The factor $\frac{1}{c}$ in $\nabla$ occurs because points $\mathit{s}=\mathit{x}+ic\mathit{t}$ in the underlying spacetime use c to scale t-space dimensions into units of meters, so the t-space components of $\nabla$ are in effect given by $\frac{\partial }{\partial \left(c{t}_j\right)}=\frac{1}{c}\frac{\partial }{\partial t_j}$.

Let $\mathit{C}={\mathit{C}}_{\mathit{x}}+i{\mathit{C}}_{\mathit{t}}$ be a continuous differentiable vector field in ${\mathbb{C}}^3$ (such as E or B). Then, following the above, the reduction divergence and curl used in Eqs. 2.1 are defined to be

$\begin{array}{cc}\nabla \cdot \mathbf{C}={\nabla }_{\mathit{x}}\cdot {\mathit{C}}_{\mathit{x}}+i{\frac{1}{c}\nabla }_{\mathit{t}}{\cdot \mathbf{C}}_{\mathit{t}}& \nabla \times \mathbf{C}={\nabla }_{\mathit{x}}\times {\mathit{C}}_{\mathit{x}}+i{\frac{1}{c}\nabla }_{\mathit{t}}{\times \mathit{C}}_{\mathit{t}}\end{array}(\mathrm{2.6a,b})$

and similarly, the reduction gradient and Laplacian are defined to be

$\begin{array}{cc}\nabla T={\nabla }_{\mathit{x}}{T}_x+i\frac{1}{c}{\nabla }_t{T}_t& {\nabla }^{\mathbf{2}}\mathit{C}=\nabla \cdot \nabla \mathbf{C}={\nabla }_{\mathit{x}}^{\mathbf{2}}{\mathit{C}}_{\mathit{x}}+i\frac{1}{c^2}{\nabla }_t^2{\mathbf{C}}_{\mathit{t}}\end{array}(\mathrm{2.6cd})$

where $T=T_{\mathit{x}}+i{T}_{\mathit{t}}$ is a continuous differentiable scalar field in ${\mathbb{C}}^3.$ In the absence of imaginary components, these operations simplify to their usual definitions in 3D real space. It is straightforward but tedious to show that many of the usual relations for $\mathbf{\nabla }$ in ${\mathbb{R}}^3$, such as

$\begin{array}{ccc}\nabla \cdot \left(\nabla \times \mathbf{C}\right)=0& \nabla \times \left(\nabla \mathrm{T}\right)=\mathbf{0}& \nabla \times \left(\nabla \times \mathbf{C}\right)=\nabla \left(\nabla \cdot \mathbf{C}\right)-{\nabla }^{\mathbf{2}}\mathit{C}\end{array}(\mathrm{2.7abc})$

continue to hold for $\nabla$ in ${\mathbb{C}}^3$ as defined above, as can be confirmed by using straightforward algebraic manipulations and well-known identities in ${\mathbb{R}}^3$.

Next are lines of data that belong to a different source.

PR #2633, opened 2021-10-04
Fix TBTCv2/Saddle pool

r-czajkowski:
This PR fixes staking/withdrawing to/from the TBTCv2/Saddle pool. It also fixes a bug that dapp displays data from the new pool in the TBTCv1/Saddle card- both the new and the retired Saddle farms show the same rewards even though a user only has funds in the new one.


solidity/dashboard/src/pages/liquidity/LiquidityPage.jsx
```diff
@@ -117,36 +117,22 @@ const LiquidityPage = ({ headerTitle }) => {
...
   }, [isConnected, keepTokenBalance.value, hideBanner, isBannerVisible])
 
-  const addLpTokens = (
-    wrappedTokenBalance,
-    liquidityPairContractName,
-    pool,
-    awaitingPromise
-  ) => {
+  const addLpTokens = (poolId, wrappedTokenBalance, awaitingPromise) => {
+    const liquidityPairData = LIQUIDITY_REWARD_PAIRS[poolId]
```
michalsmiarowski, line 121: Although I really like the name of this const I think we should be consistent in the app. I think we usualy named it as `liquidityRewardPair`.

So either change this to `liquidityPairData` -> `liquidityRewardPair`, or change all occurrences of `liquidityRewardPair` -> `liquidityPairData`.

I like `liquidityPariData` name more, but the first case is faster to fix. The `liquidityPairData` is also reasonable variable name since it is singular from of `LIQUIDITY_REWARD_PAIRS`. I'll left it to you to decide.

michalsmiarowski (changes requested):
Looking great! Tested locally and it works fantastic.

Left one comment about variable naming convention.

solidity/dashboard/src/pages/liquidity/LiquidityPage.jsx
r-czajkowski: e34c63a

michalsmiarowski (approved):
👍

PR #2634, opened 2021-10-04
[Backport] Fix TBTCv2/Saddle pool

r-czajkowski:
Backport of: #2633 

This PR fixes staking/withdrawing to/from the TBTCv2/Saddle pool. It also fixes a bug that dapp displays data from the new pool in the TBTCv1/Saddle card- both the new and the retired Saddle farms show the same rewards even though a user only has funds in the new one.


michalsmiarowski (approved):
🐎

PR #2630, opened 2021-09-30
Random Beacon v2 DKG

nkuba:

PR #2637, opened 2021-10-04
Random Beacon v2 relay request and relay entry 

lukasz-zimnoch:
Depends on: #2630 

Early draft. Work in progress...


solidity/random-beacon/contracts/libraries/Relay.sol
```diff
@@ -0,0 +1,69 @@
...
+
+// TODO: Documentation
+// TODO: Unit tests
+library Relay {
+    struct Request {
+        uint256 id;
+        uint256 startBlock;
+        uint256 groupIndex;
+        bytes previousEntry;
+    }
```
pdyraga, line 12: Regardless if we decide to use a library for `Relay`, we need to revisit types used in this struct. `uint256` for `groupIndex` feels too much, I'd also argue `id` and `startBlock` can probably be reduced, see https://fravoll.github.io/solidity-patterns/tight_variable_packing.html.

solidity/random-beacon/contracts/RandomBeacon.sol
```diff
@@ -93,9 +94,23 @@ contract RandomBeacon {
...
+        return 1;
+    }
+
+    function requestRelayEntry(bytes calldata previousEntry) external {
+        // TODO: Require fee paid to the maintenance pool.
+        // TODO: Is nonReentrant needed?
+        relay.requestEntry(selectGroup(), previousEntry);
+    }
+
+    function submitRelayEntry(bytes calldata entry) external {
```
pdyraga, line 108: I am not against using the library to better organize the code but we must ensure this function is as cheap as only possible given that we do not reimburse for submitting relay entry and there is no special reward for that. Let's keep it in mind, especially when we'll start working on more interactions (DKG, timeouts, slashing).

solidity/random-beacon/contracts/libraries/Relay.sol
```diff
@@ -0,0 +1,69 @@
...
+        self.requestCount++;
+
+        self.currentRequest = Request(
+            self.requestCount,
+            block.number,
+            groupIndex,
+            previousEntry
+        );
+
+        // TODO: Emit event.
```
pdyraga, line 38: Bear in mind events will have to be re-declared in the contract.

solidity/random-beacon/contracts/libraries/Relay.sol
```diff
@@ -0,0 +1,69 @@
...
+    }
+
+    function submitEntry(
+        Data storage self,
+        bytes calldata entry
+    ) internal {
+        require(isRequestInProgress(self), "No relay request in progress");
+        require(!isRequestTimedOut(self), "Relay request timed out");
+
+        // TODO: Verify entry and submitter eligibility.
```
pdyraga, line 48: We will need to have access to group data and to the slashing logic. This part can get unwieldy from the library. I would probably start with having this code in the contract but if you have an idea how to set up the interactions and make it gas-effective, that's fine.

solidity/random-beacon/contracts/libraries/Relay.sol
lukasz-zimnoch: Yep, I'm aware and I'm thinking about emitting events just from the contract and not from the library at all. WDYT?

solidity/random-beacon/contracts/libraries/Relay.sol
lukasz-zimnoch: Yeah, this is still an open topic. I Will play with that and we'll see.

PR #2639, opened 2021-10-05
Bump the dashboard version to v1.16.0-pre

r-czajkowski:
Ref: #2626 

The v1.15.1 has been relesed.


infrastructure/kube/keep-prd/keep-dapp-token-dashboard-deployment.yaml
```diff
@@ -21,6 +21,6 @@ spec:
     spec:
       containers:
       - name: keep-dapp-token-dashboard
-        image: keepnetwork/token-dashboard:v1.14.0
+        image: keepnetwork/token-dashboard:v1.15.1
```
michalinacienciala, line 24:
```suggestion
        image: keepnetwork/token-dashboard:v1.15.2
```
I see that [the latest dashboard version on Mainnet is `v1.15.2`](https://github.com/keep-network/keep-core/releases), we can update this PR to reflect that.

michalinacienciala (changes requested):

PR #2640, opened 2021-10-05
Fix KEEP-only pool

r-czajkowski:
In the 09a87bc7ddfdeb70bcd64574048999bda31379d7 commit we didn't take
into account that KEEP-only pool component uses the same functions to
deposit/withdrawal. This commit will adjust these functions to the
changes made in the above commit.


michalsmiarowski (approved):
Looking good! Let's ship it 🚀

The complex-valued Maxwell equations 2.1 introduced here within classical electrodynamics differ very substantially from those described in past work. For instance, previous work based on analogies between Dirac’s equation for the electron and Maxwell’s equations differs in that it uses complex fields $\mathit{E}\pm ic\mathit{B}$ and vectors $\left(\begin{array}{c}\mathit{E}\\ ic\mathit{B}\end{array}\right)$ having six components, where $\mathit{E}$ and $\mathit{B}$ are the usual 3D real-valued fields [11,12]. Other recent past work has proposed complex forms of Maxwell’s equations where, unlike here, magnetic charge is often incorporated as $\rho ={\rho }_e+i{\rho }_m$ and J = J_e + i J_m, with ${\rho }_m$ and J_m being different entities than ${\rho }_e$ and J_e and these are sometimes related to previously proposed magnetic monopoles such as Dirac’s [13–16]. The work done here also differs in a major way from that in [4] where the imaginary field components were interpreted as existing in space rather than in time as is done here. This temporal interpretation is a much more challenging prospect: it involves aligning measurable clock time t with events in t-space, assessing the implications of special relativity, and interpreting the properties of electromagnetic waves propagating through time as well as space. None of this past work has considered the central novel concept proposed here - that electromagnetic fields have components extending into time.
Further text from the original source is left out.